● Required work
The lines to return are those below that contain the word "name".

● Stored data
####################

PR #1143, opened 2022-08-16
Modify Ethereum plugin config to use Connections store

krisbitney:
This PR modifies the Ethereum plugin's config to use a `Connections` store. The `Connections` class stores `Connection` instances. App developers can keep a reference to the Connections store and use it to update networks and providers without reconstructing the plugin or client.

Original spec: https://hackmd.io/@polywrap-dao/BkQdG7NAq

Implemented UX:
```typescript
const connections = new Connections({
  networks: {
    mainnet: new Connection({ provider }),
    rinkeby: new Connection(...)
  },
  defaultNetowrk: "mainnet"
})

ethereumPlugin({
  connections
});

// assign a Connection to "ropsten" network, or replace existing connection if ropsten exists in store
connections.set("ropsten", new Connection({ provider: newProvider })); // pass a Connection
connections.set("ropsten", newProvider); // or pass a provider directly

// get a Connection and call setProvider to avoid constructing a new Connection instance
connections.get("rinkeby").setProvider(newProvider);
```

Feedback is welcome!


packages/js/plugins/ethereum/src/Connections.ts
```diff
@@ -0,0 +1,125 @@
...
+import { getNetwork } from "@ethersproject/providers";
+
+export interface ConnectionsConfig {
+  networks: {
+    [network: string]: Connection;
+  };
+  defaultNetwork?: string;
+}
+
+// https://www.typescriptlang.org/play?pretty=true&ts=4.7.4#code/LAKAxgNghgzjAEBJAdgEwKYA92oAoCcB7ABwGUoBbYideeAb1DoG1lL0AueGAF3wEtkAc3gAfbgE8KAI0IQAulyjIJAblBN4xAQDcoPWr338w8QRmyoAEstQ18XAoUwSbaewB4UFnE7KVqdAA+eABeBk06IXQeAAoeKHxongAaLSJidHweCQBKCJA6Ivh8GIBXfGR4BKSY5m0SLJz5dUKigF8UyO4Y+MTktIbM7Ik0vQgy9FyuWTl0ZQLi4prk+oymiXkw+HHJ1qWi0p4Kqr497vbNdtbNMEJkXnwysB5CfFj8xjbio5P4ZHQAHd4E4XPEABb8GBpbxYXwZchUGgAOnMcOstnsuX28EuIE0pSgqFhlj821iQy4j0EInEMCksgg03gygkYRCXwOv0q1UhMDWJBaVw0IDxIr0+Gq6F42wBwJJ8JIiMCHxuIAMvGYACIhgBhMq8QgULVbcJa3bofWG41qu4PObIiCEITxaU8bV6g2vY3ybHwAD0-vg5qgE0tXqNWtAdpgDqdLo1PGRhOJaHRfliOoyVu9WtyfsDwYtOcj0fusZR8ddMsERmQYHQhAAZkg06SEQEaAWg2d0GX7ZXnbEAPLSABW6BeyIA1ugJDBqzx86oA0HtSmFXgMlq0lmSCWffBQEA
```
dOrgJelli: can this be removed?

packages/js/plugins/ethereum/src/Connections.ts
```diff
@@ -0,0 +1,125 @@
...
+  /** Returns Connection indexed by network name, or by default network if key is undefined */
+  get(network?: string): Connection {
+    if (!network) {
+      return this._connections[this._defaultNetwork];
+    }
+    return this._connections[network];
+  }
+
+  /** sets Connection to index of network name */
+  set(network: string, connection: Connection): void {
```
dOrgJelli: I'm a bit concerned with how we don't have much testing that exhausts these new functions. Could we add a test file for connections + connection?

dOrgJelli (changes requested):

packages/js/plugins/ethereum/src/Connections.ts
krisbitney: Yes, of course. That was just a note for myself that I forgot to delete. It was related to something I was thinking of doing originally, before I realized it wouldn't work out.

packages/js/plugins/ethereum/src/Connections.ts
krisbitney: Yes, of course. I'll update with tests asap.

krisbitney:
Added support for passing providers directly into `connections.set`, to match the original spec:
```typescript
connections.set("ropsten", newProvider);
```

packages/js/plugins/ethereum/src/Connections.ts
krisbitney: I've added tests for Connections and Connection

dOrgJelli (approved):
:fire: :fire: :fire: :fire: :fire: :fire: :fire: :fire:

####################

● Solved exercise
+  /** Returns Connection indexed by network name, or by default network if key is undefined */
+  /** sets Connection to index of network name */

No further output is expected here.